In his sole point on appeal, License Collector argues the trial court erred in finding Central Parking was not required to pay the city's gross receipts tax on Unrelated Parkers who make payment directly to Central Parking in order to park at the parking garage owned by the Board because the city's license tax is imposed on Central Parking for the privilege of doing business in the city.
In order to evaluate License Collector's argument, we must construe St. Louis City Revised Code sections 8.76.010 through 8.76.090, the ordinances imposing a tax on operators of a parking garage.
We cannot take judicial notice of ordinances not contained in the record on appeal. Union Center Redev. v. Preservation Bd., 75 S.W.3d 784, 786 (Mo.App.E.D. 2002). The absence of the ordinance from the record is fatal and invalidates the judgment of the trial court. Schneider v. Housing Bd. of Appeals, 969 S.W.2d 873, 875 (Mo.App.E.D. 1998). The ordinances upon which the case rests are an essential element of proof and must be before the court either by formal presentation or by stipulation. City of Kansas City v. Baker, 793 S.W.2d 646, 648 (Mo.App.W.D. 1990).
The Board and Central Parking allege in a footnote that the parties stipulated to the ordinance and that they provided the trial court with photocopies of the ordinance "in the presence of and with tacit consent of [License Collector]" at trial. There is nothing in the record to support this latter claim. Further, we note that although there are exhibits attached to several motions in this case, the ordinances are not included among these exhibits. The ordinances are not contained in the record. We find that there is insufficient evidence in the record before us to support the Board and Central Parking's claim that the ordinances were formally presented to the trial court.

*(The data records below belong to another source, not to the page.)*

PR #3429, opened 2024-09-25
MAINT: enable + fix pydocstyle linting

theroggy:
Not ready yet, but a rough review is already welcome so I can adapt further changes already to feedback...

### DIFF
--- a/geopandas/base.py
+++ b/geopandas/base.py
@@ -1,3 +1,5 @@
+"""Base class for GeoPandas objects."""
+
 import warnings
 from warnings import warn
 
@@ -121,10 +123,11 @@ def _delegate_geo_method(op, this, **kwargs):
 
 
 class GeoPandasBase:
+    """Base class for GeoPandas objects."""
+
     @property
     def area(self):
-        """Returns a ``Series`` containing the area of each geometry in the
-        ``GeoSeries`` expressed in the units of the CRS.
+        """Return the area of each geometry expressed in the units of the CRS.
 
         Examples
         --------
@@ -171,9 +174,7 @@ class GeoPandasBase:
 
     @property
     def crs(self):
-        """
-        The Coordinate Reference System (CRS) represented as a ``pyproj.CRS``
-        object.
+        """The Coordinate Reference System (CRS).
 
         Returns None if the CRS is not set, and to set the value it
         :getter: Returns a ``pyproj.CRS`` or None. When setting, the value
@@ -205,14 +206,13 @@ class GeoPandasBase:
 
     @crs.setter
     def crs(self, value):
-        """Sets the value of the crs."""
+        """Set the value of the crs."""
         self.geometry.values.crs = value
 
     @property
     def geom_type(self):
         """
-        Returns a ``Series`` of strings specifying the `Geometry Type` of each
-        object.
+        Return strings specifying the `Geometry Type` of each object.
 
         Examples
         --------
@@ -235,8 +235,7 @@ class GeoPandasBase:
 
     @property
     def length(self):
-        """Returns a ``Series`` containing the length of each geometry
-        expressed in the units of the CRS.
+        """Return the length of each geometry expressed in the units of the CRS.
 
         In the case of a (Multi)Polygon it measures the length
         of its exterior (i.e. perimeter).
@@ -292,8 +291,7 @@ GeometryCollection
 
     @property
     def is_valid(self):
-        """Returns a ``Series`` of ``dtype('bool')`` with value ``True`` for
-        geometries that are valid.
+        """Return if geometries are valid.
 
         Examples
         --------
@@ -330,8 +328,7 @@ GeometryCollection
         return _delegate_property("is_valid", self)
 
     def is_valid_reason(self):
-        """Returns a ``Series`` of strings with the reason for invalidity of
-        each geometry.
+        """Return strings with the reason for invalidity of each geometry.
 
         Examples
         --------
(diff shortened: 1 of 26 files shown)


geopandas/base.py
```diff
@@ -295,12 +291,10 @@ def length(self):
 
     @property
     def is_valid(self):
-        """Returns a ``Series`` of ``dtype('bool')`` with value ``True`` for
-        geometries that are valid.
+        """Return if geometries are valid.
```
martinfleis, line 294: This feels a bit like a regression in the docstring. I understand that the original may be too long for strict pydocstyle but it is surely more explicit. Though it is nothing I couldn't live with.

geopandas/base.py
```diff
@@ -2717,23 +2653,7 @@ def geom_almost_equals(self, other, decimal=6, align=None):
...
-        Parameters
-        ----------
-        other : GeoSeries or geometric object
-            The GeoSeries (elementwise) or geometric object to compare to.
-        tolerance : float
-            Decimal place precision used when testing for approximate equality.
-        align : bool | None (default None)
-            If True, automatically aligns GeoSeries based on their indices.
-            If False, the order of elements is preserved. None defaults to True.
+        """Return for each aligned geometry if it equals *other* to a given tolerance.
```
martinfleis, line 2656: Why are you removing all this? Can you revert this change?

geopandas/geoseries.py
```diff
@@ -717,26 +706,30 @@ def _constructor_expanddim_from_mgr(self, mgr, axes):
...
             val.crs = self.crs
         return val
 
     def __getitem__(self, key):
+        """Get item from GeoSeries."""
         return self._wrapped_pandas_method("__getitem__", key)
 
     @doc(pd.Series)
     def sort_index(self, *args, **kwargs):
+        """Sort by labels (along an axis)."""
```
martinfleis, line 722: We're getting the docstring from pandas here. not sure what happens if you specify one explicitly. Same below.

geopandas/geoseries.py
```diff
@@ -1123,10 +1115,9 @@ def set_crs(
         return result
 
     def to_crs(self, crs: Any | None = None, epsg: int | None = None) -> GeoSeries:
-        """Returns a ``GeoSeries`` with all geometries transformed to a new
-        coordinate reference system.
+        """Transform all geometries to the ``crs`` specified.
 
-        Transform all geometries in a GeoSeries to a different coordinate
+        All geometries in a GeoSeries are trnsformed to a different coordinate
```
martinfleis, line 1120:
```suggestion
        All geometries in a GeoSeries are transformed to a different coordinate
```

geopandas/testing.py
```diff
@@ -11,7 +9,7 @@
 
 
 def _isna(this):
-    """isna version that works for both scalars and (Geo)Series"""
+    """Isna version that works for both scalars and (Geo)Series."""
```
martinfleis, line 12: I don't think this should be capital. The method is not.

geopandas/base.py
theroggy: There is indeed information being removed, but I think it is information that is now in the wrong place: it should be in the type annotations and in the "Return" section of the docstring rather than in the first line of the docstring.

martinfleis: Fair.

geopandas/sindex.py
```diff
@@ -1,3 +1,7 @@
+"""Spatial index."""
+
+from __future__ import annotations
```
m-richards, line 3: why did this get added in?, it does look like annotations were changed.

m-richards (commented):
I've had a bit of a scan though and while I appreciate the consistency changes I'm not in favour of dropping type information from the docstring.

I do find descriptive style docstrings clearer than imperative ones but it does make sense to standardise on imperative along with the rest of the ecosystem.

geopandas/base.py
theroggy: Yes, I think indeed the return section should be added...

geopandas/base.py
theroggy: Not sure what happened here. Rolled back.

geopandas/sindex.py
theroggy: Not sure. I don't recall typing it (and wouldn't know why), so must have been an automatic fix from somewhere?

Removed it again.

geopandas/base.py
theroggy: @martinfleis, @m-richards: thanks for thinking along!

Sorry for the long delay... but I finally got to making a new proposal regarding this type of docstrings.

As a reminder: in these docstrings type information is included in the summary of the docstring, which in many cases makes it too long to fit on one line as demanded by [D205](https://docs.astral.sh/ruff/rules/missing-blank-line-after-summary/).

I applied the new proposal on `area`, `length`, `geom_type` and `is_valid` in base.py. I typically reworded the summary to make it clearer a result will be returned for each geometry + I added a "Returns" section that specifies what type of Series is being returned.

Let me know what you think...

geopandas/geoseries.py
theroggy: Hmm... if one is specified explicitly, the @doc doesn't seem to work anymore. So, I removed the docstrings for all functions where @doc is specified.

geopandas/testing.py
theroggy: Applied the suggestion of @m-richards .

geopandas/base.py
```diff
@@ -205,14 +206,13 @@ def crs(self):
...
-        """Sets the value of the crs."""
+        """Set the value of the crs."""
         self.geometry.values.crs = value
 
     @property
     def geom_type(self):
         """
-        Returns a ``Series`` of strings specifying the `Geometry Type` of each
-        object.
+        Return strings specifying the `Geometry Type` of each object.
```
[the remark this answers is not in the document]
theroggy: Same case as `is_valid`...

The stipulation that the Board and Central Parking refer to provides that ". . . License Collector has imposed a License Tax upon the gross receipts of the parking lot operation pursuant to St. Louis City Revised Code §§ 8.76.010 through 8.76.090, inclusive. The License Tax is imposed upon Gross Receipts at the rate of 5%. See St. Louis City Revised Code, § 8.76.040." Based on the above, it is impossible to tell whether the ordinances authorize License Collector to impose a License Tax on either the Board or Central Parking. The stipulation tells us a tax was imposed, but it does not aid our inquiry into whether the tax was properly imposed. As a result, this stipulation is insufficient because the terms of the ordinances are not included in the record. See University City v. MAJ Investment Corp., 884 S.W.2d 306, 308 (Mo.App.E.D. 1994) and City of Kansas City, 793 S.W.2d at 648 (where our colleagues found the record must contain the ordinances themselves and a mere reference to a chapter or section was inadequate).
The Board and Central Parking do include the ordinances in the appendix of their brief. However, ordinances attached to a brief as appendices cannot be considered by an appellate court.Duly v. Heflin, 873 S.W.2d 932, 935 (Mo.App.W.D. 1994). In addition, Eastern District Rule 365 clearly provides that excerpts from the record may be included in the appendix only if the excerpts are properly filed and made a part of the record in accordance with Rule 81. In this case, the ordinances have not been filed as part of the record.
Therefore, we reverse the judgment of the trial court and remand this cause for further proceedings.
Robert G. Dowd, Jr., J. and Mary R. Russell, J., concur.